そういう意味では小百合たちがいる班が最も高い攻撃力を保有することにもなる。


投入する場所を調査した結果、小百合たちをその場所に送り込むことにしたのか、それとも小百合たちを一緒に行かせるということを決めてから今回の場所に送り込むようにしたのか、どちらなのかは康太には分らないことだったが。


「支部長からも何とか言ってくださいよ。このままじゃ飛行機墜落待ったなしですよ」


康太が支部長に助け舟を求めると、支部長は困ったような声をだしながら二人のもとに歩み寄ってくる。


「あー・・・二人とも、さっきブライトビーも言ってたけど、大人げないよ。もう二人とも学生の頃とは違うんだから、もう少し譲り合いというか協力し合うというかさ・・・ね?」


「あ?」


「お前がそれを言うか。よりにもよってお前がそれを言うか」


仮面の下で青筋を浮かべている小百合に、明らかに不機嫌そうになっている春奈を前に、支部長は完全に委縮してしまっている。


片方ならばまだしも、この二人の魔術師を同時に敵に回すようなことは支部長もしたくないらしい。


これからこの二人に攻略される相手が不憫でならない。もっともそれも仕方のない話ではあるのだが。
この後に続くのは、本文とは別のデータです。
PR #125, opened 2015-05-21
Dec 349

jonhartzler:
We needed to add a message system so that we can tell users that they have successfully saved the form.  This I think is still a stop gap.  It works with the current form. at of the layout.  I think we might want to look at doing a fixed header similar to gmail or many other web apps.  Then we would wish to change the messaging.  

1. I refactored all the form objects to be in a forms directory. 
2. I added FormSavedMsg and code to show the message when it was saved.  
3. I also implemented the form so that any additional changes remove the message from the display.  It could be timed.  
4. I added an additional ticket to make the messages fade in and out so that the change is not so jerky at a later date.


app/assets/javascripts/components/forms/FieldHelp.js.jsx
```diff
@@ -1,6 +1,6 @@
-//app/assets/javascripts/components/modal/Modal.jsx
+//app/assets/javascripts/components/forms/FieldHelp.jsx
 
-var FormHelpBlock = React.createClass({
+var FieldHelp = React.createClass({
   displayName: 'FormHelpBlock',
```
jaronkk: The displayName is wrong, but is there a reason we need to use the displayName attribute? It defaults to the class name, so I'd vote for just removing it altogether unless we need to override it for some reason.

jonhartzler: I agree.  I will delete.

danthewolfe:
:+1:

jaronkk:
:+1:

「あははは・・・ねぇ、ブライトビーとライリーベル、どっちかこの二人についていってくれないかな?」


「いやです」


「無理です」


「そんな即答しなくたっていいじゃない・・・他にこの二人を止められそうな人なんていないんだよ・・・」


「僕はどうだい?クラリスならばっちり止められるよ?」


「死ね」


「うわ、これまた即答」


唐突に手を挙げたアマネも一蹴され、支部長は頭を抱えてしまっていた。この中で小百合と春奈の喧嘩を止められるのはそれぞれの弟子程度なのだ。他の魔術師にその役を担えというほうが無理な話である。
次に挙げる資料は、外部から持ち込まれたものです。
PR #126, opened 2015-05-21
Process uploaded images in the background

jaronkk:
Ignore this pull request for now.


rfox2:
:+1: Can we merge this in now? I think that what we're doing with images has evolved a bit since this was done but we're still processing images in the background correct?

PR #127, opened 2015-05-22
update the errors to process the arrays

jonhartzler:
I did not take into account that the errors were arrays.  

Changes to process errors as an array.


jaronkk:
:+1:

PR #129, opened 2015-05-22
simple update to change that the way that panels are built.

jonhartzler:
The way that react panels are generated are not flexible enough. 

I added several classes to handle the different parts of a panel to make it easier use the parts of a panel you wish to display.


jaronkk:
When I load this form I get a number of warnings from react about invalid props.

jaronkk:
:+1:

PR #135, opened 2015-05-27
DEC-328: Further change of title->name

jgondron:
WHY
The name/title discrepancy between the schema and the front end is becoming more apparent as we move more things into the api. For example, V1::ItemsController.update now renders the json with errors when there are errors. The problem is that the item partial calls this field "name", but the errors will return "title" when you send a put with an invalid title. These need to match so that any client applications can properly handle the error without having to do this mapping of title->name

「あぁもう・・・お願いだから他の魔術師たちを巻き込まないでよ?一応チームで動いてるってこと、わかってる?」


「もちろんわかっている。ちゃんと囮として有用に使ってやるから安心しろ」


「最悪だよね、チームメイト囮扱いとかもう最悪だよね。もうちょっと歯に衣着せるとかオブラートに包むとかないわけ?」


「じゃあ私のために肉壁になれ」


「もう君に団体行動を期待するのはやめにするよ。もう君は大抵一人で行動してたほうが被害が少ないよ」


そう言ってから一人で行動させるときっと大変なことになるだろうなと支部長は思いとどまるが、とりあえず今回の作戦では無事に現地についてくれることがまず第一の目標となる。


それができないとそもそも作戦が始まらないのだ。


「エアリス、うまいこと君が誘導して安全に現地につけるようにしてくれないかな?君以外に対抗手段がないんだよ」


「善処はしよう。私だって今回の目的に対して取り組む意欲はあるんだ。どこかの誰かが暴走でもしない限りは安全な空路を約束しよう」


春奈の言葉にいったい誰の事だろうなと小百合は素知らぬ様子で堂々と無視している。この胆力がいったいどこから生まれてくるのか不思議でしょうがなかった。
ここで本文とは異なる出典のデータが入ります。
PR #157, opened 2015-06-12
DEC-421: Add strong item delete warning

jgondron:
**Why**: We are adding a list of related showcases to the item edit view, but we also want to additionally give a stronger warning to the user near the delete button if the item is in use by a showcase.

**How**: There are several pages that use the DeletePanel object to render this panel. I extended this class to allow injection of a query object that implements a can_delete method. I wanted to make this as abstract as possible to let those queries answer a high level question of whether or not an object can or cannot be deleted. I also changed it to disable the delete button for now until we implement a cascading delete for items. Once we implement that it will be easy enough to change the warning message in en.yml to give a strong message about what will happen when they hit delete.

In the future, we may need to also change this a bit more to allow those queries to customize the message that gets printed. For instance, if it checks multiple associations, then which one(s) have related records? For now I didn't think this was necessary.

### DIFF
--- a/app/queries/item_query.rb
+++ b/app/queries/item_query.rb
@@ -27,7 +27,7 @@ class ItemQuery
     relation.find_by!(unique_id: id)
   end
 
-  def can_delete
+  def can_delete?
     relation.showcases.count == 0
   end
 end
--- a/app/queries/item_query.rb
+++ b/app/queries/item_query.rb
@@ -26,4 +26,8 @@ class ItemQuery
   def public_find(id)
     relation.find_by!(unique_id: id)
   end
+
+  def can_delete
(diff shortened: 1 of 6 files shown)


app/queries/item_query.rb
```diff
@@ -26,4 +26,8 @@ def published
   def public_find(id)
     relation.find_by!(unique_id: id)
   end
+
+  def can_delete
```
jaronkk: Can you rename this method to `can_delete?` (in general we want any methods that return booleans to have a question mark at the end)

jaronkk:
Other than my comment on the diff, :+1:

rfox2:
:+1: Cool. Will merge.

「さて、二人の問題は置いておいて・・・アリシア・メリノス。いいかな?」


「なんだ?胃に穴が開くようなニュースはまだないぞ」


「それに関してはないほうが嬉しいなぁ。そうじゃなくて、相手の発動点を攻略するときの対策をそろそろ教えてくれないかな?一応こっちでもいくつか案は用意してあるけど、君の意見をみんなにも教えてきたいんだよ」


「ん・・・触れ回るようなことでもないと思うが・・・そうだな。簡単に言えば術式による長距離攻撃だ。私が以前使ったことがあるものをベルにも教えた。私とベルで攻撃をしながら現地へたどり着くのが私の案だ」


「長距離って・・・どの程度の距離だい?今回の場所って数キロどころの騒ぎじゃないんだけど」


「その点に関しては安心しろ。事前準備は必要だが、その点も問題なく解決できる。大船に乗ったつもりで任せておけばいい」


封印指定であり、最高の魔術師であるアリスがこういうのだ。支部長としてはこれ以上追及することができなかった。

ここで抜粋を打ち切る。